» **Data extracts**
PR #92, opened 2018-02-08
Correctly throw an exception when handing a text response

benbc:
Hello. We've seen this problem in our running system when calling `GetToken.client_credentials()`. We currently have to parse the response text to see if it looks like an error message rather than a token.

### DIFF
--- a/auth0/v3/authentication/base.py
+++ b/auth0/v3/authentication/base.py
@@ -2,6 +2,7 @@ import json
 import requests
 from ..exceptions import Auth0Error
 
+UNKNOWN_ERROR = 'a0.sdk.internal.unknown'
 
 class AuthenticationBase(object):
 
@@ -14,13 +15,64 @@ class AuthenticationBase(object):
         return requests.get(url=url, params=params, headers=headers).text
 
     def _process_response(self, response):
+        return self._parse(response).content()
+
+    def _parse(self, response):
+        if not response.text:
+            return EmptyResponse(response.status_code)
         try:
-            text = json.loads(response.text) if response.text else {}
+            return JsonResponse(response)
         except ValueError:
-            return response.text
+            return PlainResponse(response)
+
+class Response(object):
+    def __init__(self, status_code, content):
+        self._status_code = status_code
+        self._content = content
+
+    def content(self):
+        if self._is_error():
+            raise Auth0Error(status_code=self._status_code,
+                             error_code=self._error_code(),
+                             message=self._error_message())
         else:
-            if response.status_code is None or response.status_code >= 400:
-                raise Auth0Error(status_code=response.status_code,
-                                 error_code=text.get('error', ''),
-                                 message=text.get('error_description', ''))
-        return text
+            return self._content
+
+    def _is_error(self):
+        return self._status_code is None or self._status_code >= 400
+
+class JsonResponse(Response):
+    def __init__(self, response):
+        content = json.loads(response.text)
+        super().__init__(response.status_code, content)
+
+    def _error_code(self):
+        if 'error' in self._content:
+            return self._content.get('error')
+        elif 'code' in self._content:
+            return self._content.get('code')
+        else:
+            return UNKNOWN_ERROR
+
+    def _error_message(self):
+        return self._content.get('error_description', '')
+
+class PlainResponse(Response):
+    def __init__(self, response):
+        super().__init__(response.status_code, response.text)
+
+    def _error_code(self):
+        return UNKNOWN_ERROR
+
+    def _error_message(self):
+        return self._content
+
+class EmptyResponse(Response):
+    def __init__(self, status_code):
+        super().__init__(status_code, '')
+
+    def _error_code(self):
+        return UNKNOWN_ERROR
+
+    def _error_message(self):
+        return ''
--- a/auth0/v3/test/authentication/test_base.py
+++ b/auth0/v3/test/authentication/test_base.py
@@ -35,3 +35,65 @@ class TestBase(unittest.TestCase):
             self.assertEqual(context.exception.status_code, error_status)
             self.assertEqual(context.exception.error_code, 'e0')
             self.assertEqual(context.exception.message, 'desc')
+
+    @mock.patch('requests.post')
+    def test_post_error_with_code_property(self, mock_post):
+        ab = AuthenticationBase()
+
+        for error_status in [400, 500, None]:
+            mock_post.return_value.status_code = error_status
+            mock_post.return_value.text = '{"code": "e0",' \
+                                          '"error_description": "desc"}'
+
+            with self.assertRaises(Auth0Error) as context:
+                data = ab.post('the-url', data={'a': 'b'}, headers={'c': 'd'})
+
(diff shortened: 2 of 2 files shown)


auth0/v3/authentication/base.py
```diff
@@ -14,13 +14,20 @@ def get(self, url, params=None, headers=None):
         return requests.get(url=url, params=params, headers=headers).text
 
     def _process_response(self, response):
+        error_response = response.status_code is None or response.status_code >= 400
+
         try:
-            text = json.loads(response.text) if response.text else {}
+            result = json.loads(response.text) if response.text else {}
```
lbalmaceda: `result` is the "original" error response body?

auth0/v3/authentication/base.py
```diff
@@ -14,13 +14,20 @@ def get(self, url, params=None, headers=None):
...
+            error_code = result.get('error', '')
```
lbalmaceda: I've seen some error responses return `code` instead of `error`. Both meaning the same thing. If this value is not present I'd anyway set something like `"a0.sdk.internal.unknown"`.

auth0/v3/authentication/base.py
```diff
@@ -14,13 +14,20 @@ def get(self, url, params=None, headers=None):
...
         except ValueError:
-            return response.text
-        else:
-            if response.status_code is None or response.status_code >= 400:
-                raise Auth0Error(status_code=response.status_code,
-                                 error_code=text.get('error', ''),
-                                 message=text.get('error_description', ''))
-        return text
+            result = response.text
+            error_code = ''
```
lbalmaceda: I'd set something like `"a0.sdk.internal.plain"`

benbc:
@lbalmaceda I've addressed your comments. I ended up rewriting it completely because I didn't like the overlapping logic. Maybe seems a bit over-engineered now, but at least it's clear what's going on in each case. See what you think.

cocojoe:
@benbc I had one question regarding the response, could you provide a sample of when you are receiving a plan text response for a `client_credentials` exchange? Thanks

benbc:
@cocojoe I'm afraid I don't know what that means.

lbalmaceda:
I think what @cocojoe wants is a real example on when a response would be of type "plain text" like the one tested [here](https://github.com/auth0/auth0-python/pull/92/files#diff-c419e4ea8b16972fb574272b5bda8bdcR76). I asked @benbc to add it because some endpoints return plain text such as [this one](https://auth0.com/docs/api/authentication#change-password) (check the sample response on the right). 
AFAIK the changes introduced on this PR affect all the endpoints as this is a general "error response parser", correct me if I'm wrong.

benbc:
@cocojoe @lbalmaceda I'm afraid I don't know what to do here. We see an occasional problem in our running system where Auth0 returns a plain text error reponse and the library treats it as non-error. I've fixed that here because the bug was obvious. But I have no knowledge of the Auth0 APIs.

If you can tell me exactly what test you want me to add then I can do it. But otherwise I'm just going to have to leave this proposed fix in your hands and hope you can make something of it.

cocojoe:
@benbc Sorry, I should have perhaps been more clear. In your original description you mentioned that this happened when you were calling `client_credentials` I would expect it to return JSON during an error. So the fact that it was throwing out plain/text was surprising. I was hoping you had a log of these (as this was the reason you raised the PR). So we could look into this in more detail. Thanks

benbc:
@cocojoe I'm afraid I don't have an example of this to hand. It hasn't happened for a few weeks.

lbalmaceda:
@cocojoe like I said, I'm OK with the changes. Can we please merge this one so we can have a clearer diff on the other error parsing fixing PRs?

benbc:
@cocojoe We've just seen another of these errors. It was thrown from `GetToken#client_credentials`. We're on `auth0-python==3.1.4`.

```
<!doctype html>
E                 <!--[if lt IE 7 ]><html class="ie ie6" lang="en"> <![endif]-->
E                 <!--[if IE 7 ]><html class="ie ie7" lang="en"> <![endif]-->
E                 <!--[if IE 8 ]><html class="ie ie8" lang="en"> <![endif]-->
E                 <!--[if (gte IE 9)|!(IE)]><!-->   <html lang="en"> <!--<![endif]-->
E                 <head>
E               
E                   <!-- General Metas -->
E                   <meta charset="utf-8" />
E                   <meta http-equiv="X-UA-Compatible" content="IE=edge,chrome=1">  <!-- Force Latest IE rendering engine -->
E                   <title>Auth0 Error</title>
E                   <!--[if lt IE 9]>
E                     <script src="http://html5shim.googlecode.com/svn/trunk/html5.js"></script>
E                   <![endif]-->
E               
E                   <!-- Mobile Specific Metas -->
E                   <meta name="viewport" content="width=device-width, initial-scale=1, maximum-scale=1" />
E               
E                   <!-- Stylesheets -->
E                   <style type="text/css" media="screen">
E                     body {
E                       background-color: #f1f1f1;
E                       margin: 0;
E                     }
E                     body,
E                     input,
E                     button {
E                       font-family: "Helvetica Neue", Helvetica, Arial, sans-serif;
E                     }
E               
E                     .container { margin: 50px auto 40px auto; width: 600px; text-align: center; }
E               
E                     a { color: #4183c4; text-decoration: none; }
E                     a:hover { text-decoration: underline; }
E               
E                     h1 { letter-spacing: -1px; line-height: 160px; font-size: 60px; font-weight: 100; margin: 0px; text-shadow: 0 1px 0 #fff; }
E                     p { color: rgba(0, 0, 0, 0.5); margin: 10px 0 10px; font-size: 18px; font-weight: 200; line-height: 1.6em;}
E               
E                     ul { list-style: none; margin: 25px 0; padding: 0; }
E                     li { display: table-cell; font-weight: bold; width: 1%; }
E               
E                     #suggestions {
E                       margin-top: 35px;
E                       color: #ccc;
E                     }
E                     #suggestions a {
E                       color: #666666;
E                       font-weight: 200;
E                       font-size: 14px;
E                       margin: 0 10px;
E                     }
E               
E                     @media (max-width: 480px) {
E                       h1 {line-height: 100px;}
E                       #suggestions a { font-size: 12px; }
E                     }
E               
E                     @media  (min-width: 281px) and (max-width: 340px) {
E                       .container { margin: 10px auto; width: 300px;}
E                     }
E               
E                     @media  (min-width: 341px) and (max-width: 480px) {
E                       .container { margin: 10px auto; width: 400px;}
E                     }
E                   </style>
E                 </head>
E                 <body>
E                   <div class="container">
E               
E                     <h1>Auth0</h1>
E                     <p><strong>Looks like something went wrong!</strong></p>
E               
E                     <p>We track errors automatically, but if the problem persists feel free to <a href="mailto:support@auth0.com">contact us</a>. In the meantime, try again.</p>
E               
E                     <div id="suggestions">
E                       <a href="mailto:support@auth0.com">contact us</a>
E                       <a href="http://status.auth0.com">Auth0 Status</a>
E                       <a href="https://twitter.com/auth0">@auth0</a>
E                     </div>
E                 </body>
E               </html>
```

cocojoe:
@benbc thanks for reporting.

» **Problem to work on**
Go through the lines above and count those with "AuthenticationBase"; report only the number.

» **Output of the task**
3